The CAC sits at the end of Broad Street on Edenton Bay where nature meets a small eighteenth-century town.  Few places in the South so handsomely reward a visit.

In case you can’t make the trek, I’ll post the contents of the show on the site after it opens.  In addition, I’ll post some studies for larger works as I make progress with them as well as details of finished pieces as they come.

Bunch's Garage

Bunch’s Garage. China ink. 3 x 6″

For now, the sketch above, done with a reed pen and a brush.  I drew it because I liked the rectangles struggling to keep their shape despite the passage of time.  It spawned a medium-sized drawing done with three pens and walnut ink that played up the texture of the sheet-metal building and the lacy disposition of the oak leaves behind.  Next will come a 2′ x 3′ ink drawing dwelling on the building’s trim and the paved surfaces below.

Last, I’ll do a large oil painting that ties together the elements just mentioned. I’ll also relate the the greens in the building’s painted trim and moldy siding to the greens in the trees.  What began as a musing on shapes has turned into a sustained color study, and a meditation on nature and culture.

Here is one of the charms of a painted scene; things appearing winsome or repellent in isolation find new homes, new relationships, and new meanings when someone pays them enough attention.

Paris of the South–really

The owners of the newly restored Windsor Boutique Hotel in Asheville are showing my art in the hotel’s public spaces.  You can see some of North Carolina’s oft-overlooked beauty on its walls.

The hotel sits in the heart of downtown and is a quick walk from restaurants, bars, shopping, festivals, etc.  The building itself wears its old fabric gracefully and positively gleams with old wood.  http://www.windsorasheville.com/

Hanging alongside my work is that of Alisa Lumbreras, about the hardest-working artist I know.  She paints and sculpts with joy.  You can see some of that joy here: http://www.cottonmillstudiosnc.com/young-artists-classes.html

I’m grateful to the owners and staff for choosing me and my fellow Ashevilleans.  There is a difference between airlifiting a load of imported culture onto a city and letting the city produce its own culture, and the folks at the Windsor have chosen the better course.

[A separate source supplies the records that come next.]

PR #42, opened 2023-05-24
Enable simulation runs API

polomani:
Users can enable the use of the simulator runs API by setting in the config.yaml:
```
connector:
     use-simulators-api: true
```

- test is disabled until we have 
1. persistence for the eventId on the simulation run object
2. runTime parameter that allows to choose time range of the simulation
3. a bit more filters (or sort) on the simulation runs list

### DIFF
--- a/Cognite.Simulator.Tests/UtilsTests/SimulationRunnerTest.cs
+++ b/Cognite.Simulator.Tests/UtilsTests/SimulationRunnerTest.cs
@@ -3,7 +3,6 @@ using Cognite.Extractor.Utils;
 using Cognite.Simulator.Extensions;
 using Cognite.Simulator.Utils;
 using CogniteSdk;
-using CogniteSdk.Alpha;
 using Microsoft.Extensions.DependencyInjection;
 using Microsoft.Extensions.Logging;
 using System;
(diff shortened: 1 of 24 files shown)


Cognite.Simulator.Tests/UtilsTests/SimulationRunnerTest.cs
```diff
@@ -231,6 +250,160 @@ public async Task TestSimulationRunnerBase()
...
+                // Run the simulation runner and verify that the event above was picked up for execution
+                using var linkedTokenSource2 = CancellationTokenSource.CreateLinkedTokenSource(source.Token);
+                var linkedToken2 = linkedTokenSource2.Token;
+                linkedTokenSource2.CancelAfter(TimeSpan.FromSeconds(15));
+                var taskList2 = new List<Task> { runner.Run(linkedToken2) };
+                await taskList2.RunAll(linkedTokenSource2).ConfigureAwait(false);
+
+                Assert.True(runner.MetadataInitialized);
+
+                // Uncomment when we have runTime param in place
```
polomani, line 337: not runTime but validatioEndTime

polomani: change aggregation type for stepInterpolation and in that case the test will succeed regardless of wether we have dps or not

Cognite.Simulator.Utils/SimulationRunnerBase.cs
```diff
@@ -411,68 +581,98 @@ public async Task Run(CancellationToken token)
...
+            if (simEv.HasSimulationRun)
+            {
+                if (!simEv.Run.EventId.HasValue)
+                {
+                    _logger.LogDebug("Simulation run has no Event associated with it {Id}", simEv.Run.Id);
+                    return;
+                }
+                simEvent = await _cdfEvents.GetAsync(simEv.Run.EventId.Value, token);
             }
+            else
```
polomani, line 671: fix warning (for example docs on public methods)

lprovensi (approved):
Approved, as this was discussed during office hours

The prettiest small town in the South

That’s Edenton, of course.  Edenton, North Carolina, the county seat of Chowan County, which figures into many of my landscapes.  And it is beautiful, too: what with its pre-Revolutionary architecture and its decided lack of world-class golf, five-star this and over-bloated that. 

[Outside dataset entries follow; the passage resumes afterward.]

PR #48, opened 2023-06-13
Connector can register multiple simulators with CDF

lprovensi:
Previously, the connector could register multiple simulators, but it was not able to update the information individually. That is, all simulators would have the same 'simulator version'.
Also, a new field was added to indicate if the connector supports the SimInt API. This is disabled by default.


polomani (approved):
LGTM

PR #49, opened 2023-06-13
[DEGR-2510] Allow commands without type

lprovensi:
OpenServer commands, for instance, do not need a type. They are executed with an 'address' as argument


polomani (approved):
LGTM

sagar-thalwar (approved):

Edenton was founded in the early 18th century, was the seat of the colony’s government, and was overlooked by history in favor of larger ports, railroads and the Dismal Swamp Canal.  It sits on the Albemarle Sound, near the mouth of the Chowan River.  

People usually ask, “Where is that?”  It’s about an hour south of Virginia and an hour west of the Atlantic. Here’s what it looks like:

 

The Barker-Moore House

The Barker-Moore House from the Chowan County website. Excerpted from Edenton, An Architectural Portrait, by Thomas R. Butchko, © 1992 by the Edenton Woman’s Club and Chowan County Government, Edenton, NC). chowancounty-nc.gov.

 

The Cupola House

Photo by Mary Kay Coyle at http://cupolahouse.org

I’m going to paint the town at an event to benefit the foundation that cares for the 1758 Cupola House on April 25th and 26th.  It’s called Easels in the Gardens, and a click here will tell you all about it:  http://cupolahouse.org.  The town will be at its best.  The weather will, too.  You can even dance in the middle of Broad Street during the two-day festival. 

I’ll be in St. Paul’s churchyard both days from 1pm until 5pm.